BRIEF: In the records below, find every line with the word "silently" and copy it.

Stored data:

- Opening Delimiter -

PR #216, opened 2026-05-20
Reject unknown config options

benthecarman:
I spent too long debugging why my node wasn't working only to find out I misspelled a config option. Now we'll throw an error if we see a config option we don't recognize.

Fail TOML parsing when unsupported config keys are present so typos do not get silently ignored. Keep the LSPS2 service section typed in all builds, while default builds still parse and ignore it unless the experimental feature is enabled.

### DIFF
--- a/ldk-server-cli/src/main.rs
+++ b/ldk-server-cli/src/main.rs
@@ -563,7 +563,20 @@ async fn main() {
 	}
 
 	let config_path = cli.config.map(PathBuf::from).or_else(get_default_config_path);
-	let config = config_path.as_ref().and_then(|p| load_config(p).ok());
+	let config = match config_path.as_ref() {
+		None => None,
+		Some(path) => {
+			if path.is_file() {
+				let cfg = load_config(path).unwrap_or_else(|e| {
+					eprintln!("Failed to load config file '{}': {}", path.display(), e);
+					std::process::exit(1);
+				});
+				Some(cfg)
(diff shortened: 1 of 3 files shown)


tankyleo:
Nice not sure if it's related, but I also got upset when my ldk-server-client silently dropped the `config.toml` file because I didn't set the `network` field IIRC.

benthecarman:
> Nice not sure if it's related, but I also got upset when my ldk-server-client silently dropped the `config.toml` file because I didn't set the `network` field IIRC.

? can you reproduce that seems weird

lorenzolfm (approved):
ACK 729308c171a14792c9cc961815cecdb26bdb6cee

tankyleo:
> ? can you reproduce that seems weird

Right here, it silently drops the error if the config file failed to  parse.

https://github.com/lightningdevkit/ldk-server/blob/56be35fdead04576d143b39ef548fdd20f794255/ldk-server-cli/src/main.rs#L566

Wasn't sure if worth fixing

benthecarman:
made a fix, good find!

tankyleo (commented):
Let's also reject unknown fields at `ldk-server-client/src/config.rs` ?

benthecarman:
> Let's also reject unknown fields at `ldk-server-client/src/config.rs` ?

done

tankyleo (approved):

- Closing Delimiter -

WRITTEN SOLUTION:
Fail TOML parsing when unsupported config keys are present so typos do not get silently ignored. Keep the LSPS2 service section typed in all builds, while default builds still parse and ignore it unless the experimental feature is enabled.
Nice not sure if it's related, but I also got upset when my ldk-server-client silently dropped the `config.toml` file because I didn't set the `network` field IIRC.
> Nice not sure if it's related, but I also got upset when my ldk-server-client silently dropped the `config.toml` file because I didn't set the `network` field IIRC.
Right here, it silently drops the error if the config file failed to  parse.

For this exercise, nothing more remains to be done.